[Dataset entries]
Issue #130, opened 2017-05-11
get_piano_roll does not take the MIDI sustain CC into account


craffel:
MIDI CC 64 is the "sustain pedal" control channel.  If it's on, notes should be held until it's turned off.  get_piano_roll doesn't take this into account.

maezawa-akira:
Hi, I added a flag to explicitly look at CC64.  It also contains a threshold pedal on/off, to allow handing of both standard MIDI pedal specs (CC64>64 is pedal on) versus continuous pedals (CC64>0 is soft pedal on).

PR #142, opened 2018-04-10
Add support for sustain pedal (pianoroll and chromagram)

maezawa-akira:
I addressed issue #130 , and added a functionality to take into account sustain pedals, when extracting the piano-roll and the chromagram.

### DIFF
--- a/pretty_midi/instrument.py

◆ What needs to be done: Each line of the data needs to be repeated exactly.

◆ Exercise output:
Issue #130, opened 2017-05-11
get_piano_roll does not take the MIDI sustain CC into account


craffel:
MIDI CC 64 is the "sustain pedal" control channel.  If it's on, notes should be held until it's turned off.  get_piano_roll doesn't take this into account.

maezawa-akira:
Hi, I added a flag to explicitly look at CC64.  It also contains a threshold pedal on/off, to allow handing of both standard MIDI pedal specs (CC64>64 is pedal on) versus continuous pedals (CC64>0 is soft pedal on).

PR #142, opened 2018-04-10
Add support for sustain pedal (pianoroll and chromagram)

maezawa-akira:
I addressed issue #130 , and added a functionality to take into account sustain pedals, when extracting the piano-roll and the chromagram.

### DIFF
--- a/pretty_midi/instrument.py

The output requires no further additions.